-- Opening Marker --
PR #206, opened 2022-01-19
e2e testing

dylan-smith:
Implements #3 

Creates 4x e2e test cases
Updated CI to run them on all 3 OS's in parallel
Setup testing environments that the tests will use
Each test resets the environment state, creates some testing data, then runs generate-script + runs the script
At the end each test inspects the test environment to assert that the final state is correct

- [x] Issue linked


src/Octoshift/AdoApi.cs
```diff
@@ -262,8 +264,25 @@ public virtual async Task<string> GetTeamProjectId(string org, string teamProjec
...
+                    // The repo may be disabled, can still get the ID by getting it from the repo list
+                    url = $"https://dev.azure.com/{org}/{teamProject}/_apis/git/repositories?api-version=4.1";
+
+                    var response = await _client.GetWithPagingAsync(url);
+
+                    return (string)response.Single(x => ((string)x["name"]) == repo)["id"];
+                }
+
+                throw;
+            }
```
ArinGhazarian, line 285: if we're only going to check for `NotFound` to remove indentation we can use `when`:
-- Closing Marker --
### WHAT YOU ARE ASKED TO DO
Would you please copy every line in the data that contains the word "testing"?

### TASK SOLUTION
e2e testing
Setup testing environments that the tests will use
Each test resets the environment state, creates some testing data, then runs generate-script + runs the script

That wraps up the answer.